WOW! That thing is sweet! Please don't restore it! It's too nice! As far as price and value, the headbadge will give you an indication of age. Im no expert on Colsons, but I think late 40s to early 50s. Tricycle prices are not too high. Guesstimation, $200-300


----------



## bricycle (May 15, 2014)

that is a beaut!


----------



## scrubbinrims (May 15, 2014)

It doesn't get nicer than that!
I have a '41 Colson Imperial (Grillnose) currently in the restoration queue that had (and will again) that same color and similar paint scheme...burgundy/white/lime green pinstriping).
Post the SN as I assume the tricycles follow the same conventions as the SN's of the bicycles of the period.
Chris


----------



## bricycle (May 15, 2014)

Hope you bought it.... it's outstanding.


----------



## rarebmx (May 15, 2014)

I did buy it.
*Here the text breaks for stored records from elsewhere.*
PR #3745, opened 2026-08-19
fix(ui): Replace in-place sort with sort on a copy

### LINKED ISSUE #3708: Fix typescript:S4043: Replace in-place sort with toSorted() or separate sort statement
## Sonar Rule: typescript:S4043 — MAJOR

Calling `.sort()` on an array mutates it in place, which can cause unexpected side effects when the array is shared. Either use `.toSorted()` (non-mutating, ES2023) or move the sort to a separate statement on a copy.

## Affected files

- `packages/ui/src/components/Catalog/filter-tiles.ts` — line 59
- `packages/ui/src/services/mapping/mapping-serializer.service.ts` — line 129

## Proposed fix

```typescript
// Option 1 — non-mutating (preferred):
return [...array].sort(compareFn);
// or ES2023:
return array.toSorted(compareFn);

// Option 2 — separate statement if mutation is intentional and documented:
array.sort(compareFn);
return array;
```

## References
- [SonarQube Rule S4043](https://rules.sonarsource.com/typescript/RSPEC-4043/)
- [MDN — Array.prototype.toSorted()](https://developer.mozilla.org/en-US/docs/Web/JavaScript/Reference/Global_Objects/Array/toSorted)

DebayanSen96:
Fixes #3708.

Replaces the two in-place `.sort()` calls with spread-copy sorting:

- `packages/ui/src/components/Catalog/filter-tiles.ts`: `[...filteredTiles].sort(...)` before mapping — same result, no mutation of the intermediate array.
- `packages/ui/src/services/mapping/mapping-serializer.service.ts`: children are now sorted on a copy, so serializing no longer reorders the caller's `mappings.children` array as a side effect. The serialized output order is unchanged.

I used the spread-copy form rather than `toSorted()` because the ui package compiles against ES2020 (`tsconfig.lib.json`: target/lib ES2020) and `toSorted` is ES2023.

### DIFF
--- a/packages/ui/src/components/Catalog/filter-tiles.ts
+++ b/packages/ui/src/components/Catalog/filter-tiles.ts
@@ -56,7 +56,7 @@ export const filterTiles = (
   });
 
   // Step 3: Sort the filtered tiles by score in descending order
-  const tilesResult: ITile[] = filteredTiles.sort((a, b) => b.score - a.score).map(({ tile }) => tile);
+  const tilesResult: ITile[] = [...filteredTiles].sort((a, b) => b.score - a.score).map(({ tile }) => tile);
 
   return tilesResult;
 };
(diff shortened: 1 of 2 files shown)


DebayanSen96:
Closing — contribution needs local build/test verification before review.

I might not get to the serial number until Monday or Tuesday due to us closing on a new house today & moving over the weekend. 

There is no reason to restore this trike. It will go in our expected new baby's room.

Thanks guys. It truly is a time capsule & I think it's never been ridden.


----------



## Rusty2wheels (May 15, 2014)

I would believe it to be NOS.  I have a NOS colson tricycle.  I am not sure if anyone reproduces the decals for them.  Super nice find!


----------



## abe lugo (May 15, 2014)

*could the value be 349?? maybe top end*

its a nice tricycle. I think if you got it at that price,it may be at top of the retail. Unless a Colson collector MUST have it.

it loos really close to this one, same price- your's in much nicer condition.
http://www.ebay.com/itm/TRICYCLE-AN...D&orig_cvip=true&rt=nc&_trksid=p2047675.l2557


another
http://www.ebay.com/itm/1940s-50s-G...D&orig_cvip=true&rt=nc&_trksid=p2047675.l2557


----------



## rarebmx (May 15, 2014)

Rusty2wheels said:


> I would believe it to be NOS.  I have a NOS colson tricycle.  I am not sure if anyone reproduces the decals for them.  Super nice find!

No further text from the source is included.